Dengan memahami isi iDeb lebih awal, calon pemohon KPR bisa mengetahui kondisi data yang akan dipertimbangkan oleh bank atau lembaga pembiayaan. Langkah ini dapat membantu mengurangi hambatan administratif saat proses pengajuan berlangsung.
Cara cek SLIK secara online
Masyarakat bisa mengajukan pengecekan SLIK secara mandiri melalui situs idebku.ojk.go.id. Prosesnya dilakukan dengan mengisi data pribadi secara benar dan lengkap agar permohonan dapat diproses tanpa kendala.
Jika pengajuan diwakilkan, pemohon perlu menyiapkan surat kuasa sesuai ketentuan. Setelah pendaftaran berhasil, nomor antrean akan diterima, lalu OJK mengirimkan hasil iDeb paling lama satu hari kerja.
Berikut langkah sederhananya:
- Buka situs idebku.ojk.go.id.
- Lengkapi data pribadi dengan benar.
- Siapkan surat kuasa jika pengajuan diwakilkan.
- Simpan nomor antrean setelah pendaftaran berhasil.
- Tunggu hasil iDeb yang dikirim OJK paling lama satu hari kerja.
Cek langsung di kantor OJK
Selain lewat internet, pengecekan SLIK juga bisa dilakukan dengan datang langsung ke kantor OJK. Masyarakat dapat mendatangi kantor pusat maupun perwakilan OJK di daerah sesuai kebutuhan.
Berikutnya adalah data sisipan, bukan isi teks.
PR #991, opened 2023-02-21
mergeme: Don't overwrite files if the content matches

gcarq:
Uses `filecmp.cmp(..., shallow=False)` to compare file contents and doesn't replace them if they are equal. This results in less disk churn and helps to keep filesystem snapshots as small as possible.

Closes: https://bugs.gentoo.org/722270

Below are some benchmarks on btrfs with CoW enabled. I will do some more benchmarks with ext4 over the next days, so until then this is a draft get some comments and suggestions.

There seems to be no regression for CoW file systems, but a small performance improvement, especially for large files.

#### 1) Large files with PORTAGE_TMPDIR on tmpfs
To get a more realistic use case I first emerged an older version of linux-firmware and timed the update.

**portage-3.0.44:**

```
# export PORTAGE_TMPDIR="/tmp"
# emerge -1v =sys-kernel/linux-firmware-20220310 && time emerge -1v =sys-kernel/linux-firmware-20230210
...
real    0m55.446s
user    1m16.033s
sys     0m26.503s
```

**mergeme-filecmp branch:**

```
# export PORTAGE_TMPDIR="/tmp"
# bin/emerge -1v =sys-kernel/linux-firmware-20220310 && time bin/emerge -1v =sys-kernel/linux-firmware-20230210
...
real    0m44.532s
user    1m11.348s
sys     0m17.755s
```

#### 2) Large files with PORTAGE_TMPDIR on the same disk

**portage-3.0.44:**

```
# export PORTAGE_TMPDIR="/var/tmp"
# emerge -1v =sys-kernel/linux-firmware-20220310 && time emerge -1v =sys-kernel/linux-firmware-20230210
...
real    0m55.697s
user    1m14.798s
sys     0m26.915s
```

**mergeme-filecmp branch:**

```
# export PORTAGE_TMPDIR="/var/tmp"
# bin/emerge -1v =sys-kernel/linux-firmware-20220310 && time bin/emerge -1v =sys-kernel/linux-firmware-20230210
...
real    0m47.278s
user    1m15.744s
sys     0m18.229s
```

#### 3) Lots of small files with PORTAGE_TMPDIR on tmpfs
papirus-icon-theme provides a lot of small files which might be useful as benchmark to represent most use cases.

**portage-3.0.44:**

```
# export PORTAGE_TMPDIR="/tmp"
# time emerge -1v =x11-themes/papirus-icon-theme-20230104
...
real    2m1.555s
user    1m35.551s
sys     0m55.645s
```

**mergeme-filecmp branch:**

```
# export PORTAGE_TMPDIR="/tmp"
# time bin/emerge -1v =x11-themes/papirus-icon-theme-20230104
...
real    1m57.153s
user    1m34.715s
sys     0m50.894s
```

#### 4) Lots of small files with PORTAGE_TMPDIR on the same disk

**portage-3.0.44:**

```
# export PORTAGE_TMPDIR="/var/tmp"
# time emerge -1v =x11-themes/papirus-icon-theme-20230104
...
real    2m7.899s
user    1m33.625s
sys     1m1.591s
```

**mergeme-filecmp branch:**

```
# export PORTAGE_TMPDIR="/var/tmp"
# time bin/emerge -1v =x11-themes/papirus-icon-theme-20230104
...
real    2m3.284s
user    1m33.874s
sys     0m58.363s
```

### DIFF
--- a/lib/portage/dbapi/vartree.py
+++ b/lib/portage/dbapi/vartree.py
@@ -6267,9 +6267,10 @@ class dblink:
         if mydmode is None or not stat.S_ISREG(mydmode) or mymode != mydmode:
             return True
 
-        excluded_xattrs = self.settings.get("PORTAGE_XATTR_EXCLUDE", "")
-        if not _cmpxattr(mysrc, mydest, exclude=excluded_xattrs):
-            return True
+        if "xattr" in self.settings.features:
+            excluded_xattrs = self.settings.get("PORTAGE_XATTR_EXCLUDE", "")
+            if not _cmpxattr(mysrc, mydest, exclude=excluded_xattrs):
+                return True
 
         return not filecmp.cmp(mysrc, mydest, shallow=False)
 
--- a/lib/portage/dbapi/vartree.py
+++ b/lib/portage/dbapi/vartree.py
@@ -3,6 +3,8 @@
 
 __all__ = ["vardbapi", "vartree", "dblink"] + ["write_contents", "tar_contents"]
 
+import filecmp
+
 import portage
 
 portage.proxy.lazyimport.lazyimport(
@@ -5800,28 +5802,33 @@ class dblink:
                 # whether config protection or not, we merge the new file the
                 # same way.  Unless moveme=0 (blocking directory)
                 if moveme:
-                    # Create hardlinks only for source files that already exist
-                    # as hardlinks (having identical st_dev and st_ino).
-                    hardlink_key = (mystat.st_dev, mystat.st_ino)
+                    # only replace the existing file if it differs, see #722270
+                    already_merged = os.path.exists(mydest)
+                    if already_merged and filecmp.cmp(mysrc, mydest, shallow=False):
+                        zing = "==="
+                    else:
+                        # Create hardlinks only for source files that already exist
+                        # as hardlinks (having identical st_dev and st_ino).
+                        hardlink_key = (mystat.st_dev, mystat.st_ino)
 
-                    hardlink_candidates = self._hardlink_merge_map.get(hardlink_key)
-                    if hardlink_candidates is None:
-                        hardlink_candidates = []
-                        self._hardlink_merge_map[hardlink_key] = hardlink_candidates
+                        hardlink_candidates = self._hardlink_merge_map.get(hardlink_key)
+                        if hardlink_candidates is None:
+                            hardlink_candidates = []
+                            self._hardlink_merge_map[hardlink_key] = hardlink_candidates
 
-                    mymtime = movefile(
-                        mysrc,
-                        mydest,
-                        newmtime=thismtime,
-                        sstat=mystat,
-                        mysettings=self.settings,
-                        hardlink_candidates=hardlink_candidates,
-                        encoding=_encodings["merge"],
-                    )
-                    if mymtime is None:
-                        return 1
-                    hardlink_candidates.append(mydest)
-                    zing = ">>>"
+                        mymtime = movefile(
+                            mysrc,
+                            mydest,
+                            newmtime=thismtime,
+                            sstat=mystat,
+                            mysettings=self.settings,
+                            hardlink_candidates=hardlink_candidates,
+                            encoding=_encodings["merge"],
+                        )
+                        if mymtime is None:
+                            return 1
+                        hardlink_candidates.append(mydest)
+                        zing = ">>>"
 
                     try:
                         self._merged_path(mydest, os.lstat(mydest))
--- a/lib/portage/dbapi/vartree.py
+++ b/lib/portage/dbapi/vartree.py
@@ -3,8 +3,6 @@
 
 __all__ = ["vardbapi", "vartree", "dblink"] + ["write_contents", "tar_contents"]
 
-import filecmp
-
 import portage
 
 portage.proxy.lazyimport.lazyimport(
@@ -34,7 +32,7 @@ portage.proxy.lazyimport.lazyimport(
     "portage.util.env_update:env_update",
     "portage.util.install_mask:install_mask_dir,InstallMask,_raise_exc",
     "portage.util.listdir:dircache,listdir",
-    "portage.util.movefile:movefile",
+    "portage.util.movefile:movefile,_cmpxattr",
     "portage.util.path:first_existing,iter_parents",
     "portage.util.writeable_check:get_ro_checker",
     "portage.util._xattr:xattr",
@@ -95,6 +93,7 @@ from ._ContentsCaseSensitivityManager import ContentsCaseSensitivityManager
 
 import argparse
 import errno
+import filecmp
 import fnmatch
 import functools
 import gc
@@ -5803,10 +5802,7 @@ class dblink:
                 # same way.  Unless moveme=0 (blocking directory)
                 if moveme:
                     # only replace the existing file if it differs, see #722270
-                    already_merged = os.path.exists(mydest)
-                    if already_merged and filecmp.cmp(mysrc, mydest, shallow=False):
-                        zing = "==="
-                    else:
+                    if self._needs_move(mysrc, mydest, mymode, mydmode):
                         # Create hardlinks only for source files that already exist
                         # as hardlinks (having identical st_dev and st_ino).
                         hardlink_key = (mystat.st_dev, mystat.st_ino)
@@ -5829,6 +5825,8 @@ class dblink:
                             return 1
                         hardlink_candidates.append(mydest)
                         zing = ">>>"
+                    else:
+                        zing = "==="
 
                     try:
                         self._merged_path(mydest, os.lstat(mydest))
@@ -6253,6 +6251,26 @@ class dblink:
 
         finally:
             self.unlockdb()
+
+    def _needs_move(self, mysrc, mydest, mymode, mydmode):
+        """
+        Checks whether the given file at |mysrc| needs to be moved to |mydest| or if
+        they are identical.
+
+        Takes file mode and extended attributes into account.
+        Should only be used for regular files.
+        """
+        if not os.path.exists(mydest):
+            return True
+
+        if mymode != mydmode:
+            return True
+
+        excluded_xattrs = self.settings.get("PORTAGE_XATTR_EXCLUDE", "")
+        if not _cmpxattr(mysrc, mydest, exclude=excluded_xattrs):
+            return True
+
+        return not filecmp.cmp(mysrc, mydest, shallow=False)
 
 
 def merge(
--- a/lib/portage/dbapi/vartree.py
+++ b/lib/portage/dbapi/vartree.py
@@ -5544,6 +5544,8 @@ class dblink:
                     destmd5,
                     mydest_link,
                 )
+                if protected and moveme:
+                    mydmode = None
 
             zing = "!!!"
             if not moveme:
@@ -5584,6 +5586,7 @@ class dblink:
                         msg.append("")
                         self._eerror("preinst", msg)
                         mydest = newdest
+                        mydmode = None
 
                 # if secondhand is None it means we're operating in "force" mode and should not create a second hand.
                 if (secondhand is not None) and (not os.path.exists(myrealto)):
@@ -5797,6 +5800,7 @@ class dblink:
                     msg.append("")
                     self._eerror("preinst", msg)
                     mydest = newdest
+                    mydmode = None
 
                 # whether config protection or not, we merge the new file the
                 # same way.  Unless moveme=0 (blocking directory)
@@ -6260,10 +6264,7 @@ class dblink:
         Takes file mode and extended attributes into account.
         Should only be used for regular files.
         """
-        if not os.path.exists(mydest):
-            return True
-
-        if mymode != mydmode:
+        if mydmode is None or not stat.S_ISREG(mydmode) or mymode != mydmode:
             return True
 
         excluded_xattrs = self.settings.get("PORTAGE_XATTR_EXCLUDE", "")
--- a/lib/portage/dbapi/vartree.py
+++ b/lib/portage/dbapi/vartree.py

Kantor pusat OJK berada di Menara Radius Prawiro Lt. 2, Komplek Perkantoran Bank Indonesia, Jl. MH Thamrin No. 2, Jakarta. Informasi alamat kantor OJK lainnya juga tersedia di www.ojk.go.id.
Dokumen yang perlu disiapkan
Untuk meminta informasi debitur atas nama sendiri, masyarakat perlu membawa KTP asli debitur. Jika diwakilkan, pemohon juga harus menyiapkan surat kuasa bermeterai dan KTP asli penerima kuasa.
OJK menegaskan layanan SLIK tidak dipungut biaya. Masyarakat diminta waspada jika ada pihak yang meminta bayaran untuk layanan ini karena permintaan iDeb resmi tidak dikenakan tarif apa pun.
Kontak resmi untuk informasi lebih lanjut
Jika membutuhkan informasi tambahan, masyarakat bisa menghubungi Kontak OJK 157. Layanan ini tersedia melalui telepon 157, WhatsApp 081 157 157 157, dan email konsumen@ojk.go.id.
Akses iDeb yang mudah diharapkan membantu calon debitur memahami posisi kredit lebih cepat. Di saat yang sama, pembaruan data pelunasan yang dipercepat dapat membuat proses pengajuan pembiayaan, termasuk KPR, berjalan lebih efisien.